== Segment start ==

PR #161, opened 2019-05-20
Correct bug when reading RCUTILS_CONSOLE_STDOUT_LINE_BUFFERED

ivanpauno:
I previously mentioned this in https://github.com/ros2/rcutils/pull/158#issuecomment-492367741.

Two changes:
- Logic for reading `RCUTILS_CONSOLE_STDOUT_LINE_BUFFERED` was wrong. `g_force_stdout_line_buffered` was always silently set to 1, except when you did:
 `export RCUTILS_CONSOLE_STDOUT_LINE_BUFFERED=1`.
- Moved the code from `rcutils_logging_initialize` to `rcutils_logging_initialize_with_allocator`. I think we don't have any direct call to `rcutils_logging_initialize_with_allocator`, but it should be there.

### DIFF
--- a/src/logging.c
+++ b/src/logging.c
@@ -114,6 +114,7 @@ rcutils_ret_t rcutils_logging_initialize_with_allocator(rcutils_allocator_t allo
     } else {
       fprintf(stderr, "Error getting env. variable "
         "RCUTILS_CONSOLE_STDOUT_LINE_BUFFERED: %s\n", ret_str);
+      ret = RCUTILS_RET_INVALID_ARGUMENT;
     }
 
     // Check the environment variable for colorized output
--- a/src/logging.c
+++ b/src/logging.c
@@ -82,24 +82,6 @@ enum rcutils_colorized_output g_colorized_output = RCUTILS_COLORIZED_OUTPUT_AUTO
 
 rcutils_ret_t rcutils_logging_initialize(void)
 {
-  const char * line_buffered;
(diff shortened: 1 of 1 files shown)


src/logging.c
```diff
@@ -116,9 +98,27 @@ rcutils_ret_t rcutils_logging_initialize_with_allocator(rcutils_allocator_t allo
     g_rcutils_logging_output_handler = &rcutils_logging_console_output_handler;
     g_rcutils_logging_default_logger_level = RCUTILS_DEFAULT_LOGGER_DEFAULT_LEVEL;
 
+    // Check the environment variable for line buffered output
+    const char * line_buffered;
+    const char * ret_str = rcutils_get_env("RCUTILS_CONSOLE_STDOUT_LINE_BUFFERED", &line_buffered);
+
+    if (NULL == ret_str) {
+      if (!strcmp(line_buffered, "1")) {
```
dirk-thomas: An explicit comparison of the return value with a numeric (`== 0`) would be more readable imo and likely avoid the logic error from before to be repeated.

Similar below (`!= 0`).

ivanpauno:
CI (only fastrtps)
* Linux [Build Status](http://ci.ros2.org/job/ci_linux/7160/)
* Linux-aarch64 [Build Status](http://ci.ros2.org/job/ci_linux-aarch64/3372/)
* macOS [Build Status](https://ci.ros2.org/job/ci_osx/5863/)
* Windows [Build Status](https://ci.ros2.org/job/ci_windows/6990/)

PR #163, opened 2019-06-03
Fix armhf warning

emersonknapp:
Related to https://github.com/ros2/ros2/issues/721

Fixes these warnings https://ci.ros2.org/view/All/job/test_ci_linux-armhf/8/warnings23Result/package.-1643903456/

On armhf, size_t is 32 bits, so gcc raises warning for this line "comparison is always true due to limited range of data type"

Signed-off-by: Emerson Knapp <eknapp@amazon.com>

### DIFF
--- a/src/error_handling.c
+++ b/src/error_handling.c
@@ -22,6 +22,7 @@ extern "C"
 #include <rcutils/error_handling.h>
 
 #include <stdbool.h>
+#include <stdint.h>
 #include <stdio.h>
 #include <stdlib.h>
 #include <string.h>
--- a/src/error_handling.c
+++ b/src/error_handling.c
@@ -33,6 +33,10 @@ extern "C"
 // RCUTILS_REPORT_ERROR_HANDLING_ERRORS and RCUTILS_WARN_ON_TRUNCATION are set in the header below
 #include "./error_handling_helpers.h"
 
+#ifndef SIZE_MAX
+#define SIZE_MAX (size_t)-1
+#endif
+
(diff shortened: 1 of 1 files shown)


src/error_handling.c
```diff
@@ -33,6 +33,10 @@ extern "C"
 // RCUTILS_REPORT_ERROR_HANDLING_ERRORS and RCUTILS_WARN_ON_TRUNCATION are set in the header below
 #include "./error_handling_helpers.h"
 
+#ifndef SIZE_MAX
```
sloretz: include `<stdint.h>` for `SIZE_MAX`? On what platforms is it undefined?

emersonknapp: > include <stdint.h> for SIZE_MAX
yes, good catch

>  On what platforms is it undefined?
It's a C99 definition, I think the only place we don't get C99 is on Windows.

sloretz: It looks like VS 2017 and 2019 has `SIZE_MAX` in `<limits.h>`. https://docs.microsoft.com/en-us/cpp/c-runtime-library/data-type-constants?view=vs-2017 . Do you know if the "C Run-Time Library" is available when building C++ code on windows? If so, maybe the `ifndef` can be replaced with another include.

emersonknapp: I don't know offhand if it's available, but I can try a CI run on Windows without the `ifndef` to see if it's okay that way

emersonknapp:
Windows check for SIZE_MAX
[Build Status](https://ci.ros2.org/job/ci_windows/7108/)

PR #166, opened 2019-06-28
Implement rcutils_mkdir.

clalancette:
Needed for the spdlog logging backend.

Connected to ros2/rcl_logging#17

### DIFF
--- a/include/rcutils/filesystem.h
+++ b/include/rcutils/filesystem.h
@@ -144,6 +144,25 @@ rcutils_to_native_path(
   const char * path,
   rcutils_allocator_t allocator);
 
+/// Create the specified directory.
+/**
+ * This function creates an absolutely-specified directory.  If any of the
+ * intermediate directories do not exist, this function will return False.
+ * If the abs_path already exists, and is a directory, this function will
+ * return True.
+ *
+ * \param[in] abs_path
+ * \param[in] allocator
+ * \return bool True if making the directory was successful, False otherwise
+ *              False if path is NULL
+ *              False if path is empty
+ *              False if path is not absolute
+ *              False if any intermediate directories don't exist
+ */
+RCUTILS_PUBLIC
+bool
+rcutils_mkdir(const char * abs_path);
+
 #ifdef __cplusplus
 }
 #endif
--- a/include/rcutils/filesystem.h
+++ b/include/rcutils/filesystem.h
@@ -152,6 +152,9 @@ rcutils_to_native_path(
  * If the abs_path already exists, and is a directory, this function will
  * return True.
  *
+ * This function is not thread-safe due to mkdir races as described in the
+ * openat(2) documentation.
+ *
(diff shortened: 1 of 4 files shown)


clairewangosrf:
(going through ci tutorial, test launch ci)
* Linux [Build Status](http://ci.ros2.org/job/ci_linux/7764/)
* Linux-aarch64 [Build Status](http://ci.ros2.org/job/ci_linux-aarch64/3860/)
* macOS [Build Status](http://ci.ros2.org/job/ci_osx/6347/)
* Windows [Build Status](http://ci.ros2.org/job/ci_windows/7611/)

clalancette:
> Can you add some tests for this?

Done in 8075e9d

clalancette:
New CI is in the meta-issue: https://github.com/ros2/ros2/issues/789#issuecomment-536019068

include/rcutils/filesystem.h
```diff
@@ -144,6 +144,25 @@ rcutils_to_native_path(
...
+ *
+ * \param[in] abs_path
+ * \param[in] allocator
+ * \return bool True if making the directory was successful, False otherwise
+ *              False if path is NULL
+ *              False if path is empty
+ *              False if path is not absolute
+ *              False if any intermediate directories don't exist
+ */
+RCUTILS_PUBLIC
```
mjcarroll: Is is worth noting that this function is likely not thread safe?  I think most folks would assume that is the case, given the underlying call, but could probably bear repeating.

clalancette: Hm, interesting question.  It sort of depends on our definition of thread-safe.  It only uses stack variables and the parameter passed in, so there is no risk of memory corruption/memory races.  On the other hand, there is the directory race that `mkdir` is subject to (described in the openat documentation): http://man7.org/linux/man-pages/man2/open.2.html .  So from that perspective, it isn't thread-safe, but I'm not sure how we want to describe it.

include/rcutils/filesystem.h
```diff
@@ -144,6 +144,25 @@ rcutils_to_native_path(
   const char * path,
   rcutils_allocator_t allocator);
 
+/// Create the specified directory.
+/**
+ * This function creates an absolutely-specified directory.  If any of the
```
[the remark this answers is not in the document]
clalancette: Thanks, fixed in 412dafb

include/rcutils/filesystem.h
mjcarroll: I think leaving it at "This function is not thread safe" is probably suitable.  If someone is deeply concerned about it, then can consult the underlying code and documentation?

clalancette: I ended up adding that with a minor note to go look at the openat documentation for more information.

clalancette:
All right, merging this one in as a pre-requisite to the spdlog logging framework.  Thanks for the reviews.

PR #173, opened 2019-08-08
fixed #170

### LINKED ISSUE #170: Potential buffer overflow
Function call `rcutils_find(str + i, '}')` can returns 0, if a malformed function.
if so `size_t token_len = chars_to_end_delim - 1;` will cause token_len =  18446744073709551615 and cause overflow
https://github.com/ros2/rcutils/blob/2497ff5e28f749a6c55d060d55faf438bf224e64/src/logging.c#L634-L648

danielwangksu:
fix #170 
Signed-off-by: Daniel Wang <daniel.wang@canonical.com>

### DIFF
--- a/src/logging.c
+++ b/src/logging.c
@@ -644,6 +644,7 @@ rcutils_ret_t rcutils_logging_format_message(
     }
 
     // Found what looks like a token; determine if it's recognized.
+    assert(chars_to_end_delim > 0);
     size_t token_len = chars_to_end_delim - 1;  // Not including delimiters.
     memcpy(token, str + i + 1, token_len);  // Skip the start delimiter.
     token[token_len] = '\0';


clalancette:
@danielwangksu I thought we had determined that this wasn't a problem over in #170.  Why the change, then?

danielwangksu:
> @danielwangksu I thought we had determined that this wasn't a problem over in #170. Why the change, then?

Hi @clalancette sorry. I check it again, it seems rcutils_findn defines i each time the function is called. So it might return 0

hidmic:
Hmm, though this change is innocuous, `rcutils_findn`, as used by `rcutils_find` can only return 0 if `delimiter` is found at the beginning of `str`, which by virtue of https://github.com/ros2/rcutils/issues/170#issuecomment-519567328 cannot happen. Not sure what sort of static analysis are you running @danielwangksu.

danielwangksu:
> Hmm, though this change is innocuous, `rcutils_findn`, as used by `rcutils_find` can only return 0 if `delimiter` is found at the beginning of `str`, which by virtue of [#170 (comment)](https://github.com/ros2/rcutils/issues/170#issuecomment-519567328) cannot happen. Not sure what sort of static analysis are you running @danielwangksu.

i might missed something, is it possible a malformed string without `{` and only has `}` at beginning?

hidmic:
That is indeed possible, but the code that precedes the call to `rcutils_find()` in `logging.c` handles that case.

danielwangksu:
> That is indeed possible, but the code that precedes the call to `rcutils_find()` in `logging.c` handles that case.

Thank you for clarifying it. I will close this issue.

== Segment end ==

_Problem statement_
Locate the string "looks" in the listing above and copy every line where it occurs.

_Answer to this task_
sloretz: It looks like VS 2017 and 2019 has `SIZE_MAX` in `<limits.h>`. https://docs.microsoft.com/en-us/cpp/c-runtime-library/data-type-constants?view=vs-2017 . Do you know if the "C Run-Time Library" is available when building C++ code on windows? If so, maybe the `ifndef` can be replaced with another include.
     // Found what looks like a token; determine if it's recognized.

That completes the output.